Exercise material -

———

PR #316, opened 2021-05-26
[MINI-3141] additional methods to add and remove single or multiple rat credentials from host app

munir-rakuten:
# Description
When configuring the SDK instance in an app, allow for 0 or more RAT configurations to be used.

## Links
MINI-3141

# Checklist


miniapp/src/main/java/com/rakuten/tech/mobile/miniapp/analytics/MiniAppAnalytics.kt
```diff
@@ -43,9 +43,34 @@ internal class MiniAppAnalytics(val rasProjectId: String) {
...
+        listOfExternalConfig.map { config ->
+                params["acc"] = config.acc
+                params["aid"] = config.aid
+                RatTracker.event(eType.value, params).track()
+        }
     } catch (e: Exception) {
         Log.e("MiniAppAnalytics", e.message.orEmpty())
     }
+
+    /** Is add single analytic configuration. **/
```
khairul-alam-licon, line 57: Maybe we can remove 'Is' from the beginning 🤔

khairul-alam-licon (commented):
Looks good, do we need to add something how to use those functions in USERGUIDE?

miniapp/src/main/java/com/rakuten/tech/mobile/miniapp/analytics/MiniAppAnalytics.kt
```diff
@@ -17,17 +17,17 @@ private inline fun <T> whenHasAnalytics(callback: () -> T) {
 
 /** Only init when analytics dependency is provided. */
 @Suppress("SwallowedException", "TooGenericExceptionCaught")
-internal class MiniAppAnalytics(val rasProjectId: String) {
+class MiniAppAnalytics(private val rasProjectId: String) {
```
corycaywood, line 20: I'm not sure that you need to make this class public - usually we use `MiniApp` as our main public interface. You could leave `MiniAppAnalytics` as internal, then add new public functions in  `MiniApp.addAnalyticsConfig` and `MiniApp.removeAnalyticsConfig` which then just call `MiniAppAnalytics.instance().addAnalyticsConfig`.

miniapp/src/main/java/com/rakuten/tech/mobile/miniapp/analytics/MiniAppAnalytics.kt
```diff
@@ -43,9 +43,34 @@ internal class MiniAppAnalytics(val rasProjectId: String) {
...
         Log.e("MiniAppAnalytics", e.message.orEmpty())
     }
+
+    /** Is add single analytic configuration. **/
+    fun addAnalyticsConfig(miniAppAnalyticsConfig: MiniAppAnalyticsConfig) {
+        listOfExternalConfig.add(miniAppAnalyticsConfig)
+    }
+
+    /** Is add multiple analytic configuration. **/
+    fun addAnalyticsConfig(miniAppAnalyticsConfigs: List<MiniAppAnalyticsConfig>) {
```
corycaywood, line 63: I think we don't need to have two versions of the function. Maybe you could use `vararg` instead? `fun addAnalyticsConfig(vararg miniAppAnalyticsConfig: MiniAppAnalyticsConfig)`

miniapp/src/main/java/com/rakuten/tech/mobile/miniapp/analytics/MiniAppAnalytics.kt
```diff
@@ -43,9 +43,34 @@ internal class MiniAppAnalytics(val rasProjectId: String) {
                 .put("mini_app_version_id", miniAppInfo.version.versionId)
         }
         params["cp"] = cp
-
         RatTracker.event(eType.value, params).track()
+        // Send to all the external acc/aid added by host app
+        listOfExternalConfig.map { config ->
```
corycaywood, line 48: Shouldn't this be `forEach` instead of `map`?

miniapp/src/main/java/com/rakuten/tech/mobile/miniapp/analytics/MiniAppAnalytics.kt
```diff
@@ -43,9 +43,34 @@ internal class MiniAppAnalytics(val rasProjectId: String) {
...
+                params["acc"] = config.acc
+                params["aid"] = config.aid
+                RatTracker.event(eType.value, params).track()
+        }
     } catch (e: Exception) {
         Log.e("MiniAppAnalytics", e.message.orEmpty())
     }
+
+    /** Is add single analytic configuration. **/
+    fun addAnalyticsConfig(miniAppAnalyticsConfig: MiniAppAnalyticsConfig) {
```
corycaywood, line 58: Please also add unit tests for the new functionality.

miniapp/src/main/java/com/rakuten/tech/mobile/miniapp/analytics/MiniAppAnalyticsConfig.kt
```diff
@@ -0,0 +1,17 @@
...
+ *  @property acc The RAT account id.
+ *  @property aid The RAT app id.
+ *  @property endPoint is not in use.
+ */
+@Keep
+data class MiniAppAnalyticsConfig(
+    val acc: Int,
+    val aid: Int
+) {
+    constructor(endPoint: String, acc: Int, aid: Int) : this(acc, aid)
```
corycaywood, line 16: I don't think this constructor is used for anything, right? Also, we have no need for the `endpoint` setting. So probably this can be removed.

corycaywood (commented):
The functionality is looking good, but see my comments below. 

Also, I think you should apply this in the Demo App. You can create a new build variable (similar to the current `ACCOUNT_ACC`: https://github.com/rakutentech/android-miniapp/blob/master/testapp/build.gradle#L39), and then we can setup a second account in the CI settings.

corycaywood (commented):
@munir-rakuten @khairul-alam-licon  Sorry, looking at this now, I've realized a problem with this approach. Actually it's an existing problem with using a single `instance` of `MiniAppAnalytics`.

The Host App might be using multiple different project ids in their App (i.e. for different types of mini apps in different sections of the App). So in that case, they probably want to track to a different Analytics ID for each type of mini app. So I think that using a single `instance` of `MiniAppAnalytics` won't work. We will need to refactor this so that a new instance of `MiniAppAnalytics` is created each time a new instance is created of `MiniApp`. 

So maybe we could do the following:
- Remove the methods for `addAnalyticsConfig` and `removeAnalyticsConfig`
- Add a new property to `MiniAppSdkConfig` for `List<MiniAppAnalyticsConfig>`
- Refactor the usage `MiniAppAnalytics` so that it doesn't have a single instance. It should instead accept `rasProjectId` and `List<MiniAppAnalyticsConfig>` in the constructor. Then a new instance of `MiniAppAnalytics` should be created and used whenever `RealMiniApp.updateConfiguration` is called.
- Then we need to somehow deal with Analytics event which needs to be sent at SDK initialization time (https://github.com/rakutentech/android-miniapp/blob/master/miniapp/src/main/java/com/rakuten/tech/mobile/miniapp/MiniappSdkInitializer.kt#L85). The problem is that the `MiniAppAnalytics` instance won't be available in `MiniappSdkInitializer`. So maybe we can just a specific static method for tracking that event?

What do you think?

miniapp/src/main/java/com/rakuten/tech/mobile/miniapp/RealMiniApp.kt
```diff
@@ -135,6 +140,9 @@ internal class RealMiniApp(
             miniAppDownloader.updateApiClient(it)
             miniAppInfoFetcher.updateApiClient(it)
         }
+        if (newConfig.rasProjectId != null)
```
khairul-alam-licon, line 143: I think, this statement is always true, so we can write `newConfig.rasProjectId.isEmpty()` instead 🤔

testapp/src/main/java/com/rakuten/tech/mobile/testapp/SampleApplication.kt
```diff
@@ -4,6 +4,8 @@ import android.app.Application
 import com.google.android.gms.ads.MobileAds
 import com.microsoft.appcenter.AppCenter
 import com.microsoft.appcenter.crashes.Crashes
+import com.rakuten.tech.mobile.miniapp.MiniApp
+import com.rakuten.tech.mobile.miniapp.analytics.MiniAppAnalyticsConfig
```
khairul-alam-licon, line 8: We can remove those imports?

testapp/src/main/java/com/rakuten/tech/mobile/testapp/ui/settings/AppSettings.kt
```diff
@@ -88,6 +90,11 @@ class AppSettings private constructor(context: Context) {
             cache.urlParameters = urlParameters
         }
 
+    var miniAppAnalyticsConfigs: List<MiniAppAnalyticsConfig>
+        get() = cache.miniAppAnalyticsConfigs ?: emptyList()
+        set(miniAppAnalyticsConfigs) {
+            cache.miniAppAnalyticsConfigs = miniAppAnalyticsConfigs
+        }
```
khairul-alam-licon, line 97: maybe we can add a new line after this line.

testapp/src/main/java/com/rakuten/tech/mobile/testapp/ui/settings/AppSettings.kt
```diff
@@ -174,6 +188,13 @@ private class Settings(context: Context) {
         get() = prefs.getString(URL_PARAMETERS, null)
         set(urlParameters) = prefs.edit().putString(URL_PARAMETERS, urlParameters).apply()
 
+    var miniAppAnalyticsConfigs: List<MiniAppAnalyticsConfig>?
```
khairul-alam-licon, line 191: are we using this value somewhere? or, is there any plan in future e.g. using it in an UI.

miniapp/src/main/java/com/rakuten/tech/mobile/miniapp/analytics/MiniAppAnalyticsConfig.kt
```diff
@@ -0,0 +1,15 @@
+package com.rakuten.tech.mobile.miniapp.analytics
+
+import androidx.annotation.Keep
+
+/**
+ *  Contains the components which need to add extra analytics credentials from host app.
+ *  @property acc The RAT account id.
+ *  @property aid The RAT app id.
+ *  @property endPoint is not in use.
```
khairul-alam-licon, line 9: I think, we can remove this line.

miniapp/src/main/java/com/rakuten/tech/mobile/miniapp/analytics/MiniAppAnalytics.kt
```diff
@@ -17,34 +17,86 @@ private inline fun <T> whenHasAnalytics(callback: () -> T) {
...
-        // Send to this acc/aid
-        params["acc"] = BuildConfig.ANALYTICS_ACC
-        params["aid"] = BuildConfig.ANALYTICS_AID
+        /** common function to create params to send to tracker. */
+        @Suppress("LongMethod")
+        private fun createParams(
+            rasProjectId: String,
+            acc: Int,
+            aid: Int,
+            actype: Actype,
```
khairul-alam-licon, line 53: We can rename it to `acType` to preserve camelCase style.

miniapp/src/main/java/com/rakuten/tech/mobile/miniapp/analytics/MiniAppAnalytics.kt
```diff
@@ -17,34 +17,86 @@ private inline fun <T> whenHasAnalytics(callback: () -> T) {
...
-    }
 
-    fun sendAnalytics(eType: Etype, actype: Actype, miniAppInfo: MiniAppInfo?) = try {
-        val params = mutableMapOf<String, Any>()
-        // Send to this acc/aid
-        params["acc"] = BuildConfig.ANALYTICS_ACC
-        params["aid"] = BuildConfig.ANALYTICS_AID
+        /** common function to create params to send to tracker. */
+        @Suppress("LongMethod")
+        private fun createParams(
```
khairul-alam-licon, line 49: Nice 🎉 Maybe we can add unit test if you want..

miniapp/src/main/java/com/rakuten/tech/mobile/miniapp/analytics/MiniAppAnalytics.kt
```diff
@@ -17,34 +17,86 @@ private inline fun <T> whenHasAnalytics(callback: () -> T) {
...
+            acc = BuildConfig.ANALYTICS_ACC,
+            aid = BuildConfig.ANALYTICS_AID,
+            actype = actype,
+            miniAppInfo = miniAppInfo
+        )
+        whenHasAnalytics {
+            RatTracker.event(eType.value, params).track()
+        }
+        // Send to all the external acc/aid added by host app
+        for (config in configs) {
```
khairul-alam-licon, line 88: maybe we can use destructuring declaration e.g.

```
for ((acc, aid) in configs) { ... }
```

khairul-alam-licon (commented):
Looks good, besides, I have left few minor comments.

miniapp/src/main/java/com/rakuten/tech/mobile/miniapp/MiniAppSdkConfig.kt
```diff
@@ -15,7 +17,8 @@ data class MiniAppSdkConfig(
     val subscriptionKey: String,
     val hostAppVersionId: String = "",
     val hostAppUserAgentInfo: String,
-    val isPreviewMode: Boolean
+    val isPreviewMode: Boolean,
+    val miniAppAnalyticsConfigs: List<MiniAppAnalyticsConfig> = emptyList()
```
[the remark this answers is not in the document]
munir-rakuten: sure.. thanks for the insight.. @khairul-alam-licon

miniapp/src/main/java/com/rakuten/tech/mobile/miniapp/RealMiniApp.kt
munir-rakuten: i think no need for any check here.. @khairul-alam-licon, we always have `rasProjectId` to create a miniApp so its ok not to check anything here

testapp/src/main/java/com/rakuten/tech/mobile/testapp/ui/settings/AppSettings.kt
munir-rakuten: @khairul-alam-licon yes we are not using it now, i think it will be useful for future to implement UI, now its just hard coded so i thought if we add ui later it will be useful to use this cache

miniapp/src/main/java/com/rakuten/tech/mobile/miniapp/analytics/MiniAppAnalytics.kt
munir-rakuten: i think its better to be like this because there is  a predefined parameter for `RatTracker` actype, so it can avoid confusion, and also this variable is not defined by me, it was already there @khairul-alam-licon

miniapp/src/main/java/com/rakuten/tech/mobile/miniapp/MiniAppSdkConfig.kt
corycaywood, line 22: `miniAppAnalyticsConfigs` looks like a typo. How about this instead?

```suggestion
    val miniAppAnalyticsConfigList: List<MiniAppAnalyticsConfig> = emptyList()
```

miniapp/src/main/java/com/rakuten/tech/mobile/miniapp/analytics/MiniAppAnalytics.kt
```diff
@@ -17,34 +18,87 @@ private inline fun <T> whenHasAnalytics(callback: () -> T) {
...
+    val rasProjectId: String,
+    private val configs: List<MiniAppAnalyticsConfig>
+) {
 
     companion object {
-        var instance: MiniAppAnalytics? = null
-
-        fun init(rasProjectId: String) = whenHasAnalytics {
-            instance = MiniAppAnalytics(rasProjectId)
+        @Suppress("LongMethod")
```
corycaywood, line 27: This method doesn't look very long - does it really need this suppression?

miniapp/src/main/java/com/rakuten/tech/mobile/miniapp/analytics/MiniAppAnalytics.kt
```diff
@@ -17,34 +18,87 @@ private inline fun <T> whenHasAnalytics(callback: () -> T) {
...
         }
-    }
 
-    fun sendAnalytics(eType: Etype, actype: Actype, miniAppInfo: MiniAppInfo?) = try {
-        val params = mutableMapOf<String, Any>()
-        // Send to this acc/aid
-        params["acc"] = BuildConfig.ANALYTICS_ACC
-        params["aid"] = BuildConfig.ANALYTICS_AID
+        /** common function to create params to send to tracker. */
+        @Suppress("LongMethod")
```
corycaywood, line 49: Same here - I don't think it needs the suppression?

miniapp/src/main/java/com/rakuten/tech/mobile/miniapp/analytics/MiniAppAnalytics.kt
```diff
@@ -17,34 +18,87 @@ private inline fun <T> whenHasAnalytics(callback: () -> T) {
...
-        if (miniAppInfo != null) {
-            cp.put("mini_app_id", miniAppInfo.id)
-                .put("mini_app_version_id", miniAppInfo.version.versionId)
+            return params
         }
-        params["cp"] = cp
+    }
 
-        RatTracker.event(eType.value, params).track()
+    @Suppress("LongMethod")
```
corycaywood, line 76: Same here - I don't think it needs the suppression?

miniapp/src/main/java/com/rakuten/tech/mobile/miniapp/analytics/MiniAppAnalytics.kt
```diff
@@ -17,34 +18,87 @@ private inline fun <T> whenHasAnalytics(callback: () -> T) {
...
+        ) = try {
+            val params = createParams(
+                rasProjectId = rasProjectId,
+                acc = BuildConfig.ANALYTICS_ACC,
+                aid = BuildConfig.ANALYTICS_AID,
+                actype = actype,
+                miniAppInfo = miniAppInfo
+            )
+            whenHasAnalytics {
+                RatTracker.event(eType.value, params).track()
```
corycaywood, line 42: The same code is used below for tracking the event. Maybe you should extract it to a method to avoid mis-aligned behavior between the tracking methods? For example:

```
private fun trackEvent(eType: Etype, params: Map<String, Any>) = whenHasAnalytics {
    RatTracker.event(eType.value, params).track()
}
```

miniapp/src/main/java/com/rakuten/tech/mobile/miniapp/analytics/MiniAppAnalytics.kt
```diff
@@ -17,34 +18,87 @@ private inline fun <T> whenHasAnalytics(callback: () -> T) {
...
+        /** common function to create params to send to tracker. */
+        @Suppress("LongMethod")
+        @VisibleForTesting
+        internal fun createParams(
+            rasProjectId: String,
+            acc: Int,
+            aid: Int,
+            actype: Actype,
+            miniAppInfo: MiniAppInfo?
+        ): MutableMap<String, Any> {
```
corycaywood, line 57: Does this need to be `Mutable`? Couldn't you just make it `Map<String, Any>`?

miniapp/src/main/java/com/rakuten/tech/mobile/miniapp/analytics/MiniAppAnalytics.kt
```diff
@@ -17,34 +18,87 @@ private inline fun <T> whenHasAnalytics(callback: () -> T) {
...
+            val params = mutableMapOf<String, Any>()
```
corycaywood, line 58: Similar to my comment above - it's better to use Immutable objects when possible. So maybe you could do something like this:

```
val cp = JSONObject()
    .put("mini_app_project_id", rasProjectId)
    .put("mini_app_sdk_version", BuildConfig.VERSION_NAME)
if (miniAppInfo != null) {
    cp.put("mini_app_id", miniAppInfo.id)
        .put("mini_app_version_id", miniAppInfo.version.versionId)
}

return mapOf<String, Any>(
    "acc" to acc,
    "aid" to aid,
    "actype" to actype.value,
    "cp" to cp
)
```

corycaywood (approved):
Looks good 👍  I just left a few suggestions below.

miniapp/src/main/java/com/rakuten/tech/mobile/miniapp/analytics/MiniAppAnalytics.kt
munir-rakuten: oh! sorry it was long before, i refactor the code bt forget to remove them.. @corycaywood

miniapp/src/main/java/com/rakuten/tech/mobile/miniapp/analytics/MiniAppAnalytics.kt
khairul-alam-licon: Oh I see.

miniapp/src/main/java/com/rakuten/tech/mobile/miniapp/analytics/MiniAppAnalytics.kt
munir-rakuten: @corycaywood  bt without it detekt didnt pass..what should i do?

testapp/src/main/java/com/rakuten/tech/mobile/testapp/ui/settings/AppSettings.kt
khairul-alam-licon: I got it, we can add it in the same PR with UI implementation, so we can make things clean as possible.

miniapp/src/main/java/com/rakuten/tech/mobile/miniapp/analytics/MiniAppAnalytics.kt
```diff
@@ -17,34 +18,90 @@ private inline fun <T> whenHasAnalytics(callback: () -> T) {
...
+        // Send to this acc/aid
+        val params = createParams(
+            rasProjectId = rasProjectId,
+            acc = BuildConfig.ANALYTICS_ACC,
+            aid = BuildConfig.ANALYTICS_AID,
+            actype = actype,
+            miniAppInfo = miniAppInfo
+        )
+        whenHasAnalytics {
+            RatTracker.event(eType.value, params).track()
```
khairul-alam-licon, line 90: Can we use `trackEvent(eType, params)` instead?

miniapp/src/main/java/com/rakuten/tech/mobile/miniapp/analytics/MiniAppAnalytics.kt
```diff
@@ -17,34 +18,90 @@ private inline fun <T> whenHasAnalytics(callback: () -> T) {
...
+            miniAppInfo: MiniAppInfo?
+        ) = try {
+            val params = createParams(
+                rasProjectId = rasProjectId,
+                acc = BuildConfig.ANALYTICS_ACC,
+                aid = BuildConfig.ANALYTICS_AID,
+                actype = actype,
+                miniAppInfo = miniAppInfo
+            )
+            whenHasAnalytics {
```
khairul-alam-licon, line 40: Do we need to additionally write this check when `trackEvent` method already has the same line?

khairul-alam-licon (approved):
Looks good, nice work 🎉

miniapp/src/main/java/com/rakuten/tech/mobile/miniapp/analytics/MiniAppAnalytics.kt
munir-rakuten: good catch!! ,thanks @khairul-alam-licon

———

Exercise description - Find the lines above that contain "functionality" and give their count, with nothing added.

Answer to this exercise - 2